Duplicacy copy vs rclone sync

805hp · 13 December 2022 22:35

Hi!

I just need some sanity check here.
I’m backing up my devices to Synology NAS over SFTP. Each device runs scheduled scripts to do the backup.
For offsite backup I’m using Wasabi and I normally just use duplicacy copy for that, also in scheduled scripts on client device. But recently I realized this is not optimal as I’m essentially downloading the chunks from Synology to client device to upload them to Wasabi, so I started to consider improvements.

So I’m going to schedule something on Synology itself. What should I do? Run same duplicacy copy or use rclone sync? Wasabi storage has been made “bit-identical”.
I’m inclined to use rclone as it’s seems more straightforward to setup. What do I lose in functionality, apart from ability to copy only specific revisions?

saspus · 14 December 2022 00:54

I think you are correct on both counts—you can use Rclone, and you won’t be able to sync selectively.

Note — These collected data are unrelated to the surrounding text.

PR #2219, opened 2026-05-29
blockdev: Restore multipath partition number fallback from device path

ckyrouac:
When the sysfs `partition` attribute is missing on multipath devices and lsblk's `partn` field is also unavailable, fall back to extracting trailing digits from the ESP device path (e.g. `/dev/mapper/mpatha2` → `"2"`). This restores the behavior originally added in [bootupd PR #1006](https://github.com/coreos/bootupd/pull/1006) that was lost during the migration to the bootc-internal-blockdev crate.

Assisted-by: Claude Code

### DIFF
--- a/crates/blockdev/src/blockdev.rs
+++ b/crates/blockdev/src/blockdev.rs
@@ -154,7 +154,9 @@ impl Device {
     /// We read `/sys/class/block/<name>/partition` rather than parsing device
     /// names because naming conventions vary across disk types (sd, nvme, dm, etc.).
     /// On multipath devices the sysfs `partition` attribute doesn't exist, so we
-    /// fall back to the `partn` field reported by lsblk.
+    /// fall back to the `partn` field reported by lsblk, then to parsing the
+    /// partition suffix from the ESP device path relative to the parent device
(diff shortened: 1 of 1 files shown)


crates/blockdev/src/blockdev.rs
```diff
@@ -170,6 +172,15 @@ impl Device {
             if let Some(partn) = esp_device.partn {
                 return Ok(partn.to_string());
             }
+            // Last resort: strip the parent device path from the ESP device path,
```
cgwalters, line 175: Hmmm....I'm OK with this but I wonder if there's not some way we can actually find the data by looking at the multipath data?

cgwalters (approved):

crates/blockdev/src/blockdev.rs
Johan-Liebert1: Might be worth looking into `KNAME` output of the `lsblk` command

travier:
Title comment/commit should be updated to reference the full URL for <https://github.com/coreos/bootupd/pull/1006> to not have it point to the bootc repo.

But if you are replicating the whole datastore—sure. It will be likely more efficient too. After all, this is the whole point of -bit-identical flag:

  -bit-identical                       (when using -copy) make the new storage bit-identical to also allow rsync etc.

towerbr · 14 December 2022 12:15

Everything mentioned above is correct. There is however an additional point: when you use duplicacy copy, you are actually decrypting (from NAS) and re-encrypting (to upload to Wasabi) chunks. It ends up being an indirect “check”. And it’s extremely fast. I particularly use duplicacy copy, even on my buckets that are bit-identical.

sevimo · 14 December 2022 16:12

This also means that unlike rclone, duplicacy copy will never benefit from server-side copy even if conditions are met.

saspus · 14 December 2022 17:20

But chunks are by definition unique, and their location in the hierarchy is fixed and defined by the content. What conditions do you have in mind?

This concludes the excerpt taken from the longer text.